▸ **Your objective**
Among the lines below, some may hold the word "where"; state how many do, giving only the number.

Stored data
PR #909, opened 2014-12-31
Implement numba ufunc via pyfunc

### LINKED ISSUE #912: hash(expr) != hash(expr2) does not imply that expr.isidentical(expr2) is False
somewhat esoteric bug where a `._subs(...)` call isn't substituting the correct values because this predicate is testing `True` when it should be `False` here: https://github.com/ContinuumIO/blaze/blob/master/blaze/compute/core.py#L352-L353

```
ipdb> inputs
[Broadcast(_children=(chunk.a, chunk.b), _scalars=(a, b), _scalar_expr=a < b)]
ipdb> exprs
(Broadcast(_children=(a, b), _scalars=(a, b), _scalar_expr=a < b),)
ipdb> hash(inputs[0]) == hash(exprs[0])
False
ipdb> inputs[0].isidentical(exprs[0])
True
```

cpcloud:
closes #912

### DIFF
--- a/blaze/compute/numba.py
+++ b/blaze/compute/numba.py
@@ -76,7 +76,7 @@ def get_numba_type(dshape):
     >>> get_numba_type(datashape.dshape('10 * {a: int64}'))
     Traceback (most recent call last):
       ...
-    TypeError: Invalid datashape to numba type: dshape("{ a : int64 }")
+    TypeError: Invalid datashape to numba type: dshape("{a: int64}")
 
     See Also
     --------
--- a/blaze/compute/numba.py
+++ b/blaze/compute/numba.py
@@ -4,11 +4,12 @@ import numpy as np
 
 from .core import compute
 from ..expr import Broadcast, symbol, UTCFromTimestamp, DateTimeTruncate
+from ..expr import Map
 from ..dispatch import dispatch
 from toolz import memoize
 import datashape
 import numba
-from .pyfunc import lambdify
+from .pyfunc import funcstr
 
 
 def get_numba_type(dshape):
@@ -132,12 +133,12 @@ def _get_numba_ufunc(expr):
     compute_signature
     """
     leaves = expr._leaves()
-    func = lambdify(leaves, expr)
+    s, scope = funcstr(leaves, expr)
+    scope = {k: numba.jit(nopython=True)(v) if callable(v) else v
+             for k, v in scope.items()}
+    func = eval(s, scope)
     sig = compute_signature(expr)
-
-    # we need getattr(..., 'func', func) for Map expressions which can be passed
-    # directly into numba
-    return numba.vectorize([sig], nopython=True)(getattr(expr, 'func', func))
+    return numba.vectorize([sig], nopython=True)(func)
 
 
 # do this here so we can run our doctest
--- a/blaze/compute/numba.py
+++ b/blaze/compute/numba.py
@@ -1,0 +1,63 @@
+from __future__ import absolute_import, division, print_function
+
+import numpy as np
+
+from .core import compute
+from ..expr import Broadcast, symbol, UTCFromTimestamp, DateTimeTruncate
+from ..dispatch import dispatch
+from toolz import memoize
+import datashape
+import numba
+from .pyfunc import lambdify
+
+
+def get_numba_type(dshape):
+    measure = dshape.measure
+    if measure == datashape.bool_:
+        restype = numba.bool_  # str(bool_) == 'bool' so we can't use getattr
+    elif measure == datashape.date_:
+        restype = numba.types.NPDatetime('D')
+    elif measure == datashape.datetime_:
+        restype = numba.types.NPDatetime('us')
+    elif measure == datashape.timedelta_:
+        restype = numba.types.NPTimedelta(measure.unit)
+    else:
+        restype = getattr(numba, str(measure))
+    return restype
+
+
+def compute_signature(expr):
+    restype = get_numba_type(expr.schema)
+    argtypes = [get_numba_type(e.schema) for e in expr._leaves()]
+    return restype(*argtypes)
+
+
+@memoize
+def get_numba_ufunc(expr):
+    leaves = expr._leaves()
+    func = lambdify(leaves, expr)
+    sig = compute_signature(expr)
+
+    # we need getattr(..., 'func', func) for Map expressions which can be passed
+    # directly into numba
+    return numba.vectorize([sig], nopython=True)(getattr(expr, 'func', func))
+
+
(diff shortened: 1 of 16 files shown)


blaze/compute/numba.py
```diff
@@ -0,0 +1,164 @@
...
+    Examples
+    --------
+    >>> from blaze import symbol
+    >>> s = symbol('s', 'int64')
+    >>> t = symbol('t', 'float32')
+    >>> d = symbol('d', 'datetime')
+
+    >>> expr = s + t
+    >>> compute_signature(expr)
+    float64(int64, float32)
```
mrocklin: These are really nice doctests.  Thanks!

blaze/compute/numba.py
```diff
@@ -0,0 +1,164 @@
...
+    >>> s = symbol('s', 'float64')
+    >>> t = symbol('t', 'float64')
+
+    >>> x = np.array([1.0, 2.0, 3.0])
+    >>> y = np.array([2.0, 3.0, 4.0])
+
+    >>> f = get_numba_ufunc(s + t)
+
+    >>> f(x, y)
+    array([ 3.,  5.,  7.])
```
mrocklin: This is also fantastic.  @seibert and @sklam might be interested in seeing this.

blaze/compute/numba.py
```diff
@@ -0,0 +1,63 @@
...
+
+@memoize
+def get_numba_ufunc(expr):
+    leaves = expr._leaves()
+    func = lambdify(leaves, expr)
+    sig = compute_signature(expr)
+
+    # we need getattr(..., 'func', func) for Map expressions which can be passed
+    # directly into numba
+    return numba.vectorize([sig], nopython=True)(getattr(expr, 'func', func))
```
mrocklin: Can @seibert or @sklam verify that this is the optimal approach and releases the GIL?

blaze/compute/numba.py
```diff
@@ -0,0 +1,164 @@
...
+    --------
+    get_numba_type
+    compute_signature
+    """
+    leaves = expr._leaves()
+    func = lambdify(leaves, expr)
+    sig = compute_signature(expr)
+
+    # we need getattr(..., 'func', func) for Map expressions which can be passed
+    # directly into numba
```
mrocklin: Doesn't `lambdify` cover the map case already?

conda.recipe/meta.yaml
```diff
@@ -45,6 +46,7 @@ requirements:
     - psutil
     - into
     - pymongo
+    - numba
```
cpcloud: i've moved this code to `compute/numba.py`.

blaze/compute/numba.py
```diff
@@ -0,0 +1,164 @@
...
+    return numba.vectorize([sig], nopython=True)(getattr(expr, 'func', func))
+
+
+# do this here so we can run our doctest
+get_numba_ufunc = memoize(_get_numba_ufunc)
+
+
+@dispatch(Broadcast, np.ndarray)
```
mrocklin: We sill need to apply this and optimize to multiple inputs.

Multiple dispatch doesn't handle variadic args.  The best solution I've found is a for loop up to a reasonably high number of inputs.  See https://github.com/ContinuumIO/dask/blob/master/dask/obj.py#L166-L174 for an example.

mrocklin:
This looks like excellent work.  I'm glad the solution came out so simply.

blaze/compute/numba.py
pitrou: Yes, it does release the GIL in nopython mode.

blaze/compute/numba.py
```diff
@@ -0,0 +1,164 @@
...
+    assert len(t._scalars) == 1
+    scalar = t._scalars[0]
+    fields = scalar.fields
+    d = dict((scalar[c], symbol(c, getattr(scalar, c).dshape))
+             for i, c in enumerate(fields))
+    expr = t._scalar_expr._subs(d)
+
+    if isinstance(expr, (UTCFromTimestamp, DateTimeTruncate)):
+        # numba segfaults here
+        return compute(t._scalar_expr, x)
```
mrocklin: What is the cause here.  Can we report this upstream?  Also what happens if expr isn't one of these but one of the sub-expressions is.  Do we still seg-fault?

cpcloud: I've already reported this upstream: https://github.com/numba/numba/issues/917

i'll add a test for a subexpr that's a datetime

mrocklin: Broadcast collect can also be told what operations to bring into the broadcast operation.  Perhaps we need a set of excluded operations as well.

blaze/compute/numba.py
```diff
@@ -0,0 +1,203 @@
...
+
+# do this here so we can run our doctest
+get_numba_ufunc = memoize(_get_numba_ufunc)
+
+
+@dispatch(Broadcast, np.ndarray)
+def compute_up(t, x, **kwargs):
+    assert len(t._scalars) == 1
+    scalar = t._scalars[0]
+    fields = scalar.fields
```
mrocklin: Hrm, we should also test this with non-record arrays.  Datashapes like `10 * 10 * int` will also be a common use case.

blaze/compute/numba.py
cpcloud: @mrocklin without support for record dtypes in `numba`, I don't think there's a way for us to support multiple table like children using numba. Additionally, the `funcstr` generated for a record dtype child is specific to the streaming Python backend implementation, for example if I have an expression

```python
t.a
```
with `dshape`:

```python
{a: int64, b: int64}
```
this generates the following `lambda`:

```python
lambda t: t[1]
```

where it should really be

```python
lambda t: t.a
```

cpcloud: we *could* support multiple children that are *not* record dshaped (i.e., arrays), but i don't think there's a clean, general way to make arrays work with multiple children and table-likes only work when there's a single child. i'm all ears if there's something you think i'm missing

mrocklin: If we remove `Field` from the types that `broadcast_collect` collects in the `optimize` call then maybe we can assume that all children are non-table-like.  

See https://github.com/ContinuumIO/blaze/blob/master/blaze/expr/broadcast.py#L102-L122

mrocklin: I'm also happy to fool around with this once I finish up other things.

mrocklin: I'd actually like to play with it regardless and get a sense for the performance effects.

mrocklin:
I'm +1 on this once everything is in and tests pass.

▸ **Result of this task**
2